→ **DIRECTIONS FOR THIS TASK**
Copy, from the material below, each line where "before" shows up.

-- TASK INPUT follows --

PR #407, opened 2015-04-24
UpdateSex refactor

kdunlap:
Removed check that only let patient sex be updated if it was null previously. Added check to return error if patient does not exist.


kevinzurek:
I can't remember how we left off on this. Are we waiting for me to review and merge?

kdunlap:
I meant to merge this. I'll just go ahead and do it. We talked about the UI preventing the changing of a patient sex, but the Service layer should be able to allow an already defined patient sex to be changed. I just wanted to make sure before merging.

PR #408, opened 2015-05-03
creating non-generic repositories

kevinzurek:
@kdunlap I've opened this pull request prematurely so we can keep track of what's going on - i merged your implementation of the patient encounter repository here.

I changed the list element types that are being returned from repositories from List<? extends E> to List< E >. I think it might be cleaner to do the "casting" in the repositories


kevinzurek:
Currently the service layer will have no way of distinguishing between a response from the data layer as an error or as an entity not existing in the database....

kevinzurek:
rebased this with development

kevinzurek:
rebased again

kevinzurek:
closed because this is on hold

PR #419, opened 2015-06-21
Adding uglify, digest, and gzip for production builds.

emichaux:
This should compress the JS files, and create asset fingerprinting.
From the Play Documentation, "In essence asset fingerprinting permits your static assets to be served with aggressive caching instructions to a browser. This will result in an improved experience for your users given that subsequent visits to your site will result in less assets requiring to be downloaded."

This still needs some more testing to make sure no Javascript is broken after compressing.


kevinzurek:
It worked for me! 

I get a ton of warnings about what looks like not following best practices in javascript

kevinzurek:
I wasn't able to fix the warnings coming out of Uglify. I removed Uglify and merged this manually so we have Digest.

The migration guide from Play 2.3 also mentioned an UglifyJS 2 plugin soon.

PR #425, opened 2015-07-19
HTTP Filters

kevinzurek:
-Create an HTTP Filter to help control the research only feature. 
-Add a research only flag to application.conf.
-Update JDK and Scala version in Travis CI.


kdunlap:
I think this is great. It is clean and pretty future proof - meaning if we add new pages/features this will continue to work how we want it to.

PR #438, opened 2015-09-30
Users and trips (FEMR60 progress)

kevinzurek:
Restructure the settings menu, remove the concept of current trip from schema, and implement schema for tracking which users were on a trip.

Comment out mockdatamodelmapper


kdunlap:
Noting that this PR will temporarily break the home page user search. This feature will be fixed in a future PR. Just need to complete the User/Trip association feature.

kevinzurek:
image

PR #441, opened 2015-11-11
Weeks pregnant

zanni022:
[FEMR-23] and [FEMR-11]
-Added weeksPregnant to the vitals table
-Added weeksPregnant to the medical section


conf/evolutions/default/85.sql
```diff
@@ -0,0 +1,12 @@
+# --- !Ups
+
+INSERT INTO `vitals` (`id`, `name`, `data_type`, `unit_of_measurement`)
+  VALUES ('11', 'weeksPregnant', 'float', 'weeks');
```
kdunlap: Great job making this evolution! One small thing though - We don't really want to manually insert the id. MySQL will auto increment the Id for us. Remove the id portion of the insert and the rest should be good.

Even though assigning the Id of 11 should be safe, we still want this evolution to work if for some reason id 11 already exists in someone's femr install. Some early evolutions do not follow this though.

conf/evolutions/default/85.sql
```diff
@@ -0,0 +1,12 @@
...
+
+# --- !Downs
+
+DELETE FROM `patient_encounter_vitals`
+WHERE `vital_id` = 11;
```
kdunlap: After changing the above this should probably be:

DELETE FROM `patient_encounter_vitals` WHERE `vital_id` IN (SELECT id FROM vitals WHERE name = 'weeksPregnant')

conf/evolutions/default/85.sql
```diff
@@ -0,0 +1,12 @@
...
+
+DELETE FROM `vitals`
+WHERE `id` =11;
```
kdunlap: DELETE FROM `vitals` WHERE `name` = 'weeksPregnant`

conf/evolutions/default/85.sql
zanni022: Great! Thanks so much Ken!

app/femr/ui/controllers/TriageController.java
```diff
@@ -161,8 +161,11 @@ public Result indexPost(int id) {
 
 
         //create and save a new encounter
-        PatientEncounterItem patientEncounterItem =
-                populatePatientEncounterItem(viewModel.getChiefComplaint(), viewModel.getChiefComplaintsJSON(), viewModel.getWeeksPregnant(), currentUser, patientServiceResponse.getResponseObject().getId(), viewModel.getAgeClassification());
+        // PatientEncounterItem patientEncounterItem =
+                // populatePatientEncounterItem(viewModel.getChiefComplaint(), viewModel.getChiefComplaintsJSON(), currentUser, patientServiceResponse.getResponseObject().getId(), viewModel.getAgeClassification());
+        // ServiceResponse<PatientEncounterItem> patientEncounterServiceResponse = encounterService.createPatientEncounter(patientEncounterItem);
```
kdunlap: Its great to comment out the previous code while working on new stuff, but I think once the new code is working, go ahead and delete the previous stuff. If we need to see what was there before, we can go back in the git history :)

conf/evolutions/default/85.sql
kdunlap: also -- data_type can probably just be int. I'm not sure if anyone would need to record 9.5 weeks pregnant or not. Thoughts?

kdunlap:
Everything here looks great! If you make those small changes to your local branch and push them to your fork, the pull request should update automatically. Then we can merge this code into development

zanni022:
Hey Ken,

Thank you for all of the help! I just pushed them to my fork so they should
be there :) Let me know if it doesn't show up! Thanks so much!

Sincerely,
Samantha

-- TASK INPUT concluded --

→ **YOUR RESPONSE**
I meant to merge this. I'll just go ahead and do it. We talked about the UI preventing the changing of a patient sex, but the Service layer should be able to allow an already defined patient sex to be changed. I just wanted to make sure before merging.
kdunlap: Its great to comment out the previous code while working on new stuff, but I think once the new code is working, go ahead and delete the previous stuff. If we need to see what was there before, we can go back in the git history :)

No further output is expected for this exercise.